UN Environment’s Sixth Global Environment Outlook (GEO-6) report builds on the findings of previous GEO reports, including its six regional assessments from 2016, and outlines the current state of the environment, illustrates possible future environmental trends and analyses the effectiveness of policies.

Negotiating high waters during the 2011 Bangkok, Thailand floods. Photo: ebv images / FLICKR

Catherine McMullen / Published on 4 March 2019

UN Environment’s Sixth Global Environment Outlook (2019) calls on decision makers to take immediate action to address pressing environmental issues to achieve the Sustainable Development Goals as well as other Internationally Agreed Environment Goals, such as the Paris Agreement.

GEO-6 builds on the findings of previous GEO reports and brings together a community of hundreds of scientists, peer reviewers and collaborating institutions and partners to build on sound scientific knowledge to provide governments, local authorities, businesses and individual citizens with the information needed to guide societies to a truly sustainable world by 2050.

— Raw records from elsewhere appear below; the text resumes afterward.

PR #1743, opened 2016-04-05
Buffer chomp

payonel:
@fnuecke this is not high priority for 1.6 but for normal consideration. Buffer read allows new line chomping, but doesn't consider \r\n and \r endings correctly. This can make for some unattractive output in shell when too many newlines are printed. For example, cat /etc/motd and you'll see extra lines. This change should correctly detect \r or \r\n pairs, and step over them as a whole.


payonel:
not ready for pull, streams are chunked. will revisit later

PR #1744, opened 2016-04-05
Continue tab complete on single hit results into children

payonel:
This is not high priority, and not super heavily tested. Just for your consideration. If you do like this idea, allow me to give it more testing first. Also, this will merge conflict with https://github.com/MightyPirates/OpenComputers/pull/1737 - so if you do like this idea, I'll update this PR anyways.

Tab complete in the lua prompt shows . on tables, but can give the wrong impression that there are no keys. Consider that the user types =filesyste[tab] and then sees =filesystem. and presses tab again. The hint table has only one entry, "=filesystem." and is cycling through that one entry and not reconsidering children of filesystem .. which is what the prompt makes the user think. This change injects a metamethod lookup in the 2nd index of a single result to repop the hint list with new children.

### DIFF
--- a/src/main/resources/assets/opencomputers/loot/OpenOS/bin/lua.lua
+++ b/src/main/resources/assets/opencomputers/loot/OpenOS/bin/lua.lua
@@ -98,6 +98,22 @@ if #args == 0 or options.i then
       table.insert(r2, k)
     end
     table.sort(r2)
+    if #r2 == 1 then
+      setmetatable(r2, {
+        __index=function(tbl, key)
+          if key==2 then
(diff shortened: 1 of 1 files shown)


payonel:
Turns out the broken tab complete is NOT a regression in this PR, but has been around the whole time with my new term library. It's a bit of a timing issue, but basically, key-up events are clearing the hint cache (dumb!)

Also, I tested lua prompt to have (for examples) "sides" in env all the way back to before my openos overhaul code, and it was still missing. I'll check further back ( 1.5 days ) but for now, this PR seems healthy with the tab complete fix.

PR #1767, opened 2016-04-16
cp -P added to support preserving symlinks. Also, -r enables -P

### LINKED ISSUE #1763: installer is too instally
Vex informed me that symbolic links are being copied as real files during install - a problem if you have (for example) an internet card in the system which creates a sym link for /bin/wget.lua

Turns out this is natural cp behavior (and in fact not a regression in OpenOS 1.6)
But I agree it would be undesirable behavior for an install.

POSIX cp has a -P param to preserve attributes, and copies sym links as sym links. Also, turns out that -r enabled -P by default.

Thus, I'm adding support for -P (And -r will enable it), and install (because it uses -r) won't need an update.

PR expected.

payonel:
real shell testing shows that -P is enabled by -r
also, whether the target is a dir or a file, if we have -P and it is a symlink, then we create a new symlink and we don't follow the symlink (in case of dir)
install is fixed by this because it uses -r

closes https://github.com/MightyPirates/OpenComputers/issues/1763

### DIFF
--- a/src/main/resources/assets/opencomputers/loot/OpenOS/bin/cp.lua
+++ b/src/main/resources/assets/opencomputers/loot/OpenOS/bin/cp.lua
@@ -9,10 +9,13 @@ if #args < 2 then
   io.write(" -r: copy directories recursively.\n")
   io.write(" -u: copy only when the SOURCE file differs from the destination\n")
   io.write("     file or when the destination file is missing.\n")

SEI’s Catherine McMullen was coordinating lead author on much of the North American Regional Assessment and served as coordinating lead author for GEO-6’s Chapter 4 on cross-cutting issues.  Chapter 4 presents a new approach in the GEO assessment process by analyzing selected cross-cutting issues that illustrate the pressing need for more integrated and transformative policy processes.  Using a systems approach, the cross-cutting issues offer entry points for analysing GEO-6 themes and understanding the network of interconnections throughout Earth and human systems. The issues in this chapter are grouped according to shared characteristics: health, environmental disasters, gender, education and urbanization are grouped as ‘people and livelihoods’; climate change, polar and mountain regions, chemicals and waste and wastewater are grouped as ‘changing environments’; and resource use, energy and food systems are considered as ‘resources and materials’.